## [Activity]
Only lines with the string "images" should be returned from the data below.

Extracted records
· · · ·

PR #735, opened 2022-10-24
feat(api,editor): extend Article, Peer Article and Page filters

antkiewiczk:


Itrulia (dismissed):

Itrulia (approved):

packages/editor/src/client/atoms/searchAndFilter/articleListFilter.tsx
```diff
@@ -0,0 +1,137 @@
+import CloseIcon from '@rsuite/icons/legacy/Close'
```
penk85, line 1: Are the article, page, and peer article filters all the same? Seems like it would make sense to have a generic filter and avoid repeating it, no?

penk85 (commented):
Looks great!

penk85 (dismissed):

packages/api/src/graphql/article/article.queries.ts
```diff
@@ -58,6 +58,84 @@ const createTitleFilter = (filter: Partial<ArticleFilter>): Prisma.ArticleWhereI
...
+
+    return {
+      OR: [{draft: containsPreTitle}, {pending: containsPreTitle}, {published: containsPreTitle}]
+    }
+  }
+
+  return {}
+}
+
+const createLeadFilter = (filter: Partial<ArticleFilter>): Prisma.ArticleWhereInput => {
```
michael-scheurer, line 78: I would consider writing a generic filter function at least for string filters. Otherwise this is just unnecessary code duplication.

packages/api/src/graphql/page/page.queries.ts
```diff
@@ -58,6 +58,67 @@ const createTitleFilter = (filter: Partial<PageFilter>): Prisma.PageWhereInput =
...
+  }
+
+  return {}
+}
+
+const mapDateFilterToPrisma = (comparison: DateFilterComparison): keyof Prisma.DateTimeFilter => {
+  return comparison === DateFilterComparison.Equal ? 'equals' : comparison
+}
+
+const createPublicationDateFromFilter = (filter: Partial<PageFilter>): Prisma.PageWhereInput => {
```
michael-scheurer, line 86: Generic date filter function?

packages/api/src/graphql/peer-article/peer-article.private-queries.ts
```diff
@@ -169,38 +170,65 @@ export const getAdminPeerArticles = async (
...
+    filtered = filtered.filter(({article}) =>
+      article.latest.lead.toLowerCase().includes(filter.lead?.toLowerCase())
+    )
+  }
+  if (filter.publicationDateFrom && filter.publicationDateTo) {
+    const from = filter.publicationDateFrom.date as Date
+    const to = filter.publicationDateTo.date as Date
+    filtered = filtered.filter(
+      ({article}) =>
+        new Date(article.published.publishedAt).getTime() > new Date(from).getTime() &&
```
michael-scheurer, line 195: Should be greater OR EQUAL, I think

packages/editor/src/client/atoms/searchAndFilter/articleListFilter.tsx
michael-scheurer: yes. I totally agree. We could think of a component where you can pass an array with all the filter you wanna display.

michael-scheurer (changes requested):
Hi Kamil
First of all am I very happy, that we finally improve the filters. And it looks nice!

General remarks
- We should add tags and author to the filter
- The pending state is missing (only draft and published)
- The reset btn sometimes is not aligned
image

packages/editor/src/client/atoms/searchAndFilter/listViewFilters.tsx
```diff
@@ -0,0 +1,255 @@
...
+
+export function ListViewFilters({
+  fields,
+  filter,
+  onSetFilter,
+  setPeerFilter
+}: ListViewFiltersProps) {
+  const {t} = useTranslation()
+  const [resetFilterKey, setResetFilterkey] = useState<string>(new Date().getTime().toString())
+  const [allPeers, setAllPeers] = useState<PeerWithProfileFragment[]>([])
```
Itrulia, line 50: Should be a useMemo or a simple const (const preferred).

```
const allPeers = useMemo(() => peerListData?.peers, [peerListData?.peers])
// or even better
const allPeers = peerListData?.peers;
```

As this double renders

packages/editor/src/client/atoms/searchAndFilter/listViewFilters.tsx
```diff
@@ -0,0 +1,255 @@
...
+
+  const isPeerFilter = fields.includes('peer') && setPeerFilter
+
+  let peerListData = [] as any
+  if (isPeerFilter) {
```
Itrulia, line 55: This goes against the rule of hooks: https://reactjs.org/docs/hooks-rules.html
Should use a lazy query instead  and have the if inside a useEffect that executes the query.

Itrulia (changes requested):

Itrulia (approved):

PR #751, opened 2022-11-09
fix(api): focalpoint missing in queries and mutations

Itrulia:


michael-scheurer (changes requested):
Found the following. If I upload the image and I set the focal point in the top left corner it looks like this:
image

If I edit the same Image again. The focal point seems shifted
image

I assume, this is only a representation issue in the frontend.

Also, I would not point the PR to master because this should be treated as a fix for a new minor release without shipping any new features, which would be the case, if we merge into master.

@elias-summermatter @tomaszdurka

PR #755, opened 2022-11-09
fix(editor): gif or other unsupported images by exfir upload broken

Itrulia:
ignore metadata of images not supported by exifr

they only support a few file formats: https://github.com/MikeKovarik/exifr/tree/8ba7df23f8f58e7b817ef84e6dbb9c47a53e2315/src/file-parsers


michael-scheurer (changes requested):
Like mentioned [in the comment here](https://github.com/wepublish/wepublish/pull/751#pullrequestreview-1176180268), we should not merge this branch into master but into a fix release (which will then be merged back into master).

PR #767, opened 2022-11-15
Backport patch: Fix subscription csv download

michael-scheurer:


packages/api/src/utility.ts
```diff
@@ -49,7 +49,7 @@ export function mapSubscriptionsAsCsv(subscriptions: Subscription[]) {
       'paymentMethodID',
       'deactivationDate',
       'deactivationReason'
-    ].join(',') + '\n'
+    ].join(';') + '\n'
```
michael-scheurer, line 52: Sometimes, users use commas in their fields such as the address (e.g. example street, 13). This causes wrong column separation within the csv file.

packages/api/src/graphql/query.private.ts
```diff
@@ -435,7 +435,35 @@ export const GraphQLQuery = new GraphQLObjectType<undefined, Context>({
...
+        }
+
+        // map users on subscriptions
+        for (const subscription of subscriptions) {
+          const userIndex = users.findIndex(tmpUser => tmpUser.id === subscription.userID)
+          if (userIndex < 0) {
+            subscriptionsWithUser.push(subscription)
+            continue
+          }
+          subscriptionsWithUser.push({...subscription, user: users[userIndex]})
```
michael-scheurer, line 463: The properties of subscription are readonly.

packages/api/src/utility.ts
elias-summermatter: Shouldn't we be RFC compliant https://www.ietf.org/rfc/rfc4180.txt? Since CSV stands for: Comma-Separated Values Escape commas?

packages/api/src/graphql/query.private.ts
```diff
@@ -435,7 +435,35 @@ export const GraphQLQuery = new GraphQLObjectType<undefined, Context>({
...
+            order: SortOrder.Descending
+          })
+          users.push(...userResults.nodes)
+          hasMore = userResults.pageInfo.hasNextPage
+          afterCursor = userResults.pageInfo.endCursor
+        }
+
+        // map users on subscriptions
+        for (const subscription of subscriptions) {
+          const userIndex = users.findIndex(tmpUser => tmpUser.id === subscription.userID)
```
elias-summermatter, line 458: Why tmp User could we not change this to user?

packages/api/src/graphql/query.private.ts
```diff
@@ -415,7 +415,7 @@ export const GraphQLQuery = new GraphQLObjectType<undefined, Context>({
         const joins: SubscriptionJoins = {
           joinMemberPlan: true,
           joinPaymentMethod: true,
-          joinUser: true
+          joinUser: false
```
elias-summermatter, line 418: @michael-scheurer so you identified that just the join of User schema is the problem right?

packages/api/src/graphql/query.private.ts
```diff
@@ -435,7 +435,35 @@ export const GraphQLQuery = new GraphQLObjectType<undefined, Context>({
...
+          users.push(...userResults.nodes)
+          hasMore = userResults.pageInfo.hasNextPage
+          afterCursor = userResults.pageInfo.endCursor
+        }
+
+        // map users on subscriptions
+        for (const subscription of subscriptions) {
+          const userIndex = users.findIndex(tmpUser => tmpUser.id === subscription.userID)
+          if (userIndex < 0) {
+            subscriptionsWithUser.push(subscription)
```
elias-summermatter, line 460: SInce you not always got an user (if userIndex = -1) the name subscriptionsWithUser is not very descriptive. Maybe better something like subscriptionUserMap or something better. :-)

elias-summermatter (changes requested):
Naming changes are optional. So if you think they are ok thats finde for me too :-)

packages/api/src/graphql/query.private.ts
michael-scheurer: correct.

packages/api/src/utility.ts
michael-scheurer: Good point. Alternatively, I can sanitize all user input files. What do you think? Would that be a better solution? Probably, right?

packages/api/src/graphql/query.private.ts
michael-scheurer: I'm always a bit concerned, that scoping is not working properly. But yeah. I'll change it.

packages/api/src/utility.ts
michael-scheurer: Ok. Refactored that.

packages/api/src/utility.ts
```diff
@@ -93,6 +93,11 @@ export function mapSubscriptionsAsCsv(subscriptions: Subscription[]) {
   return csvStr
 }
 
+// Removes commas and new lines within csv content. Avoids disrupted csv formatting.
+function sanitizeCsvContent(input: string | undefined): string {
```
elias-summermatter, line 97: Shouldn't we escape how it is described in the RFC:
https://www.ietf.org/rfc/rfc4180.txt
image

image

elias-summermatter (changes requested):

Itrulia (approved):

elias-summermatter (approved):

PR #768, opened 2022-11-15
csv export according rfc standards

michael-scheurer:


packages/api/src/utility.ts
```diff
@@ -55,7 +55,7 @@ export function mapSubscriptionsAsCsv(
       'paymentMethodID',
       'deactivationDate',
       'deactivationReason'
-    ].join(',') + '\n'
+    ].join(';') + '\n'
```
elias-summermatter, line 58: Same objection as described in in https://github.com/wepublish/wepublish/pull/767/files#r1022846852

> Shouldn't we be RFC compliant https://www.ietf.org/rfc/rfc4180.txt? Since CSV stands for: Comma-Separated Values Escape commas?

elias-summermatter (changes requested):

packages/api/src/utility.ts
michael-scheurer: solved

Itrulia (dismissed):

antkiewiczk (dismissed):

packages/api/src/utility.ts
```diff
@@ -99,6 +99,11 @@ export function mapSubscriptionsAsCsv(
   return csvStr
 }
 
+// Removes commas and new lines within csv content. Avoids disrupted csv formatting.
+function sanitizeCsvContent(input: string | undefined | null): string {
+  return (input || '').toString().replace(/[#,]|\r?\n|\r/g, '')
```
elias-summermatter, line 104: Copy rfc sanitize from other pull request :-)

elias-summermatter (changes requested):

packages/api/src/utility.ts
michael-scheurer: done

elias-summermatter (dismissed):

Itrulia (dismissed):

antkiewiczk (dismissed):

packages/api/src/utility.ts
```diff
@@ -65,20 +65,20 @@ export function mapSubscriptionsAsCsv(
     csvStr +=
       [
         user?.id,
-        `${user?.firstName ?? ''}`,
-        `${user?.name ?? ''}`,
-        `${user?.preferredName ?? ''}`,
+        `${sanitizeCsvContent(user?.firstName)}`,
```
tomaszdurka, line 68: @michael-scheurer There is no reason to wrap it in backticks/interpolation here, right? Would remove for readability.

Itrulia (approved):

· · · ·

## [Answer to this exercise]
fix(editor): gif or other unsupported images by exfir upload broken
ignore metadata of images not supported by exifr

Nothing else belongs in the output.